Людмила посмотрела на Ивана Петровича со значением. «Пой, птичка, пой! Экономят на здоровье, поэтому и нет для них ничего. У наших детей будет». Таков был фирменный знак семейства Тюриных: сама решимость пожертвовать заработками во имя здоровья детей являлась предметом их родительской гордости. — А лекарства где брать? — спросила мама Люда.
— Как, вы с собой не привезли? — возмутился доктор Слава. — У каждого здесь должна быть своя домашняя аптечка. Я на всех напастись не могу. А вообще лекарства лекарствами, но пусть глава семьи на всякий случай оформит у консула завещание. Все так делают. Доктор помолчал, побарабанил по столу пальцами.

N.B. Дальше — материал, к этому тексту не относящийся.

PR #2439, opened 2024-09-17
Add history of context output

### LINKED ISSUE #1899: Save history of previous context output
You would save some scrolling if you could reprint the context of a previous stop. Caching the displayed data everytime context is used would allow to review old state (without actually rewinding the inferior of course).

My major motivation for this is the [splitmind layout](https://github.com/pwndbg/pwndbg/blob/dev/FEATURES.md#splitting--layouting-context) which organizes the output neatly, but loses the ability to review the output of a previous step. Looking for solutions there's [hyperpwn](https://github.com/bet4it/hyperpwn) which implements this based on a special terminal emulator. But having shortcuts like `ctrl+shift+pageup/down` to walk the history would be cool to have integrated in pwndbg without requiring a special terminal program.

@disconnect3d

peace-maker:
Every context section is cached individually to allow to display older output again. You can scroll through the old context output using `contextprev` and `contextnext`. This allows to "scroll" in TUI mode. When you cause a new stop using e.g. `si` while browsing the context history, the history position is reset and the new context is displayed right away. You can control or disable the history size using `set context-history-size 50` which is a scrollback-memory tradeoff. I don't think memory is an issue here though for a few strings.

The history position is displayed next to the memory legend:

grafik

The history is kept over multiple runs of a binary and you can display old contexts after the program exited. You can skip multiple entries by passing an argument to `contextprev`. `contextprev 10` would go back 10 entries into the past. `contextsearch something` allows to search the history for something and select the entry in the history matching that.

There is no hotkey key combination like `ctrl+shift+pageup/down` yet and you have to use `ctxp`/`ctxn` or the buttons in the TUI to scroll through the history.

Fixes #1899

### DIFF
--- a/pwndbg/commands/context.py
+++ b/pwndbg/commands/context.py
@@ -587,15 +587,15 @@ def context(subcontext=None) -> None:
     if len(args) == 0:
         args = config_context_sections.split()
 
-    def get_history_legend():
-        if selected_history_index is not None:
+    sections = []
+    if args:
+        if selected_history_index is None:
+            sections.append(("legend", lambda *args, **kwargs: [M.legend()]))
+        else:
             longest_history = max(len(h) for h in context_history.values())
-            return f" (history {selected_history_index + 1}/{longest_history})"
-        return ""
+            history_status = f" (history {selected_history_index + 1}/{longest_history})"
+            sections.append(("legend", lambda *args, **kwargs: [M.legend() + history_status]))
 
-    sections = (
-        [("legend", lambda *args, **kwargs: [M.legend() + get_history_legend()])] if args else []
-    )
     sections += [(arg, context_sections.get(arg[0], None)) for arg in args]
 
     result = defaultdict(list)
--- a/pwndbg/commands/context.py
+++ b/pwndbg/commands/context.py
@@ -2,14 +2,20 @@ from __future__ import annotations
 
 import argparse
 import ast
+import functools
+import logging
 import os
 import sys
 from collections import defaultdict
 from typing import Any
+from typing import Callable
 from typing import DefaultDict
 from typing import Dict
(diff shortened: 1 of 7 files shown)


pwndbg/commands/context.py
```diff
@@ -377,21 +569,33 @@ def context_ghidra(target=sys.stdout, with_banner=True, width=None):
...
+
     if subcontext is None:
         subcontext = []
     args = subcontext
 
     if len(args) == 0:
         args = config_context_sections.split()
 
-    sections = [("legend", lambda *args, **kwargs: [M.legend()])] if args else []
+    def get_history_legend():
```
disconnect3d: Why a function at all?

disconnect3d: I mean, its called just once and in a condition; we can just do an if and assign proper value or not.

(note that we build the function in a function, which is done on each function call; meh)

pwndbg/gdblib/tui/control.py
```diff
@@ -0,0 +1,43 @@
+from __future__ import annotations
+
+import gdb
+
+
+class ControlTUIWindow:
+    _tui_window: "gdb.TuiWindow"
+    _button_text: str = "[←]  [→]"
+    _button_spans = {"contextprev": (0, 2), "contextnext": (5, 7)}
```
disconnect3d, line 13: What is 0, 2? Can we maybe add a comment about it?

pwndbg/commands/context.py
peace-maker: You're right, I was still in the mindset of capturing loop variables from the TUI window PR.

disconnect3d:
(Needs fixing some conflicts :<)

— Да, еще! — оживился он. — К романее не привыкайте.
Тюрины молча смотрели.
— Как, не знаете еще? — изумленно спросил доктор Слава. — Медицинский спирт, протирочное средство, стоит гроши. Тюбик марганцовки для очистки совести в него засыпают, сперва краснеет, потом белеет — и вся дрянь уходит на дно. Хлопьями, сами понимаете. Народные умельцы, хо-хо. Соком разбавил — и понеслось. Не знаете? Ну и славно.
Доктор поднялся.
У меня пока все. Желаю доброго здоровья и делового поведения. А также многократных продлений контрактного срока.